* Goal of the exercise *
The expected output is each line in the data below that includes the string "completion".

[Saved data entries]

====

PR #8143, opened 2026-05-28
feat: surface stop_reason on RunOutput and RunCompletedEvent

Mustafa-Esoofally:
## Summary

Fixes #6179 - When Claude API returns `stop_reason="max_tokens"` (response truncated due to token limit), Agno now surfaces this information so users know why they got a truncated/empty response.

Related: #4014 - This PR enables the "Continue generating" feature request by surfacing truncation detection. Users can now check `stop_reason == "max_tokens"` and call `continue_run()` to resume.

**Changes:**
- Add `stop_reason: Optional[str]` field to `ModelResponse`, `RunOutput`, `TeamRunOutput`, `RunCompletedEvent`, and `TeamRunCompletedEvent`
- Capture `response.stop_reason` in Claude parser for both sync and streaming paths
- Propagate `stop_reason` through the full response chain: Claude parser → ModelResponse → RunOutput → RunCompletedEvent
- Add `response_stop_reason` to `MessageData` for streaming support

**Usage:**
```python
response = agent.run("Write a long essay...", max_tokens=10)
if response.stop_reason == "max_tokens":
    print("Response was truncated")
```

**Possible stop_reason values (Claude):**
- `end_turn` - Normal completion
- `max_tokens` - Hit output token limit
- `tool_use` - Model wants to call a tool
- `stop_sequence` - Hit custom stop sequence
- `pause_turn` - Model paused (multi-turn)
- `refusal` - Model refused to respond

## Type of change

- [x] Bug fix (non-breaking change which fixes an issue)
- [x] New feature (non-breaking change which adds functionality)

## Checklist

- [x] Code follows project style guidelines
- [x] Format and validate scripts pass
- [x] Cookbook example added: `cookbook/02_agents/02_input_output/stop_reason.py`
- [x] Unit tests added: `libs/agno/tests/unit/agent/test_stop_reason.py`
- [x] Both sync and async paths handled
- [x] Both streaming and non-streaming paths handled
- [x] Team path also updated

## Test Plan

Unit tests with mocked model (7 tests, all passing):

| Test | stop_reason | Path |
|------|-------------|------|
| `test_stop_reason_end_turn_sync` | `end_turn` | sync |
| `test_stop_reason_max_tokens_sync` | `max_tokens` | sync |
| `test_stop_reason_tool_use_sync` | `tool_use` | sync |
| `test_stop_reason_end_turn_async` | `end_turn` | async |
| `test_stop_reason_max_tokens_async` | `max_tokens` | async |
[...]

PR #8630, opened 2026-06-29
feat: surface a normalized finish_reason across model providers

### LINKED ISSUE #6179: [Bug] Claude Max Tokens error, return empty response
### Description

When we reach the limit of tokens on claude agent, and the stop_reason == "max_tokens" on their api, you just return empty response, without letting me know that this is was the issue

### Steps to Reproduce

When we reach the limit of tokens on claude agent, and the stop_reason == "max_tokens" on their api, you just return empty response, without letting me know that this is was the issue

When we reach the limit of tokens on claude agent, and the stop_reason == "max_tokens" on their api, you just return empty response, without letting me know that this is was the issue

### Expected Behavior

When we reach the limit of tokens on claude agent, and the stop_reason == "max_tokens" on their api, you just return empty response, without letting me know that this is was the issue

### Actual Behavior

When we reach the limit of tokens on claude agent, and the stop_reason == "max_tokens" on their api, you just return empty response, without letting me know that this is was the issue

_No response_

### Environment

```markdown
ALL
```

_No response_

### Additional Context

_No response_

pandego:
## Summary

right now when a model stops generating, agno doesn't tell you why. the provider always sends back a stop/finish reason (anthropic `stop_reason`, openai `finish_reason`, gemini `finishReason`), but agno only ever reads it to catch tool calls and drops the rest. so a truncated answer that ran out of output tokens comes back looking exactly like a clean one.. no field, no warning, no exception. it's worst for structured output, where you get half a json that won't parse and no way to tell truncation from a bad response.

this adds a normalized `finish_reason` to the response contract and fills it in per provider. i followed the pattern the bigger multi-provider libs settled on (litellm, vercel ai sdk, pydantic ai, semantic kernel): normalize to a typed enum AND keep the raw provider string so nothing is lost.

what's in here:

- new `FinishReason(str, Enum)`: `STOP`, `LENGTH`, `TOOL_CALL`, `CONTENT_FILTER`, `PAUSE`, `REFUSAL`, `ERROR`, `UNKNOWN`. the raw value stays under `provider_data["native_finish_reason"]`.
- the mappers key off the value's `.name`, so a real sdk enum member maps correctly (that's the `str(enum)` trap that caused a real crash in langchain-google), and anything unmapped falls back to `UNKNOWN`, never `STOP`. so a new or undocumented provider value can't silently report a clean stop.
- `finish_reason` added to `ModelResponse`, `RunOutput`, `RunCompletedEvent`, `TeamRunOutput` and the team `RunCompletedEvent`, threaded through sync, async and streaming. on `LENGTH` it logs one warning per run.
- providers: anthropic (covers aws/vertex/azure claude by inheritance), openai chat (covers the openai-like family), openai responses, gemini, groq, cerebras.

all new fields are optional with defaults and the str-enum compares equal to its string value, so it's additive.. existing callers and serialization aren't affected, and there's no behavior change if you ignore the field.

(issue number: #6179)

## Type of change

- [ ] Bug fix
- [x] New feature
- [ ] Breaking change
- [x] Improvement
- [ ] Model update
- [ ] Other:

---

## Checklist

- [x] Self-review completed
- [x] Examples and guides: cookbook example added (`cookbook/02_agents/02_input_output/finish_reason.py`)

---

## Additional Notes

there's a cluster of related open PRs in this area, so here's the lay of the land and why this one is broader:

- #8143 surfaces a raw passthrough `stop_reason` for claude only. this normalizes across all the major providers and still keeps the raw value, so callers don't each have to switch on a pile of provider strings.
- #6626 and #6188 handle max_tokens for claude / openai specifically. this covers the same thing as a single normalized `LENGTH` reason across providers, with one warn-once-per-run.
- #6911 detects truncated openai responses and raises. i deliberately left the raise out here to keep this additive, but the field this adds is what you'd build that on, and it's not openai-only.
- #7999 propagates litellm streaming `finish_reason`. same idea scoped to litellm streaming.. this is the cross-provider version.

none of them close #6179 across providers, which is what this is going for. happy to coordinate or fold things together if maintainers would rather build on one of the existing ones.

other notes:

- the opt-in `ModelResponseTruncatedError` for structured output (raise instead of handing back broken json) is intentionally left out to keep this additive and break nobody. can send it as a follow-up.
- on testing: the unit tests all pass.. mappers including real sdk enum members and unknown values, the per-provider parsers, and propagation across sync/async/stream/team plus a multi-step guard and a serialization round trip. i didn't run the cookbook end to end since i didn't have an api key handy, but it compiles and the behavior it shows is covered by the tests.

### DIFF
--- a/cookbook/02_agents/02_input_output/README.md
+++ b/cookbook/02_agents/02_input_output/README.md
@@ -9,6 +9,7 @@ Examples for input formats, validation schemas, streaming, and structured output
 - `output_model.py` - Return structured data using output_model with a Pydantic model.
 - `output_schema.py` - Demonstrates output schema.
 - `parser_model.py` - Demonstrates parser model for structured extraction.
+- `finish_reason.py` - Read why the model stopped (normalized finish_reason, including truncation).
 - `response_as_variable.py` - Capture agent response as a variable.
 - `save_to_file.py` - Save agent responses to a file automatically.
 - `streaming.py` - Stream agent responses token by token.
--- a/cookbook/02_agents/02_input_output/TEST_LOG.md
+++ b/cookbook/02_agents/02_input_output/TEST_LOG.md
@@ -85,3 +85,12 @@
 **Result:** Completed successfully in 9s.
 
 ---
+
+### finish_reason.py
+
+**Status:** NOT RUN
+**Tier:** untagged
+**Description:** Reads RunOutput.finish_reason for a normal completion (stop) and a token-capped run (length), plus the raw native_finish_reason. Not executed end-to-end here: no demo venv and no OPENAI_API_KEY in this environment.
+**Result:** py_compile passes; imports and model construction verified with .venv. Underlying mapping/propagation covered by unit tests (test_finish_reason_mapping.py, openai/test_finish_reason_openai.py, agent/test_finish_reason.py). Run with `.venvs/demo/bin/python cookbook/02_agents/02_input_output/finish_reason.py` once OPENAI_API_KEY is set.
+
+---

====

* Exercise response *
- `end_turn` - Normal completion
+**Description:** Reads RunOutput.finish_reason for a normal completion (stop) and a token-capped run (length), plus the raw native_finish_reason. Not executed end-to-end here: no demo venv and no OPENAI_API_KEY in this environment.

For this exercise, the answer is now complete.